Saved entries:
PR #9492, opened 2018-05-30
feat(query-generator): Generate UPDATEs using bind parameters

gazoakley:
### Pull Request check-list

### Description of change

# Work item:
Set down the records again verbatim, so that each word stays as it is.

# Solution to this exercise:
PR #9492, opened 2018-05-30
feat(query-generator): Generate UPDATEs using bind parameters

gazoakley:
### Pull Request check-list

### Description of change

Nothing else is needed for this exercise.